Plato for Architects in the Thinkers for Architects series will be published by Taylor and Francis in 2023.

The aim of this book is to examine the nature of thinking itself, which is the basis for design and architectural decision making. Plato asks what it means to know, and how we can ever communicate what we know to others. Introductions to Plato situate his thinking in his own era, and dissect his thoughts one from the other in the different dialogues. The dialogues are structured to be interpreted and translated in our own eras, so that they are always contemporary. This book carefully extracts the points relevant to architects and urbanists, weaving them together so that we can learn from them while maintaining continuity with the discussion from which they derive.

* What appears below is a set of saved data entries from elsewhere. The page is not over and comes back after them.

PR #2670, opened 2019-03-20
ENCD-4170-exclude-restricted-files

zoldello:


src/encoded/batch_download.py
```diff
@@ -84,6 +84,7 @@ def includeme(config):
     ('Platform', ['files.platform.title']),
```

Excavation through layers of Western thinking identifies two distinctly divergent directions for architects and urbanists both of which trace their origins back to Plato. In the first, lie centrally planned ideal cities; Utopias, urban typologies in the structured language of the new order of the French Republic and the architecture of 20th century fascist regimes. The canonical texts of urban design by Jan Gehl, Kevin Lynch, Gordon Cullinan, among others that describe forms of communicative and community life or Christopher Alexander’s The Pattern Language combinations of urban elements to enhance our existence follow the second line of thought. Many of our current structures whether in government, urban design or education find their descriptions in the Platonic dialogues. This book helps decode terms and provides the points relevant to architects. The objectives are to deliver them in a manner that informs other thinking about architecture, and how we practice it.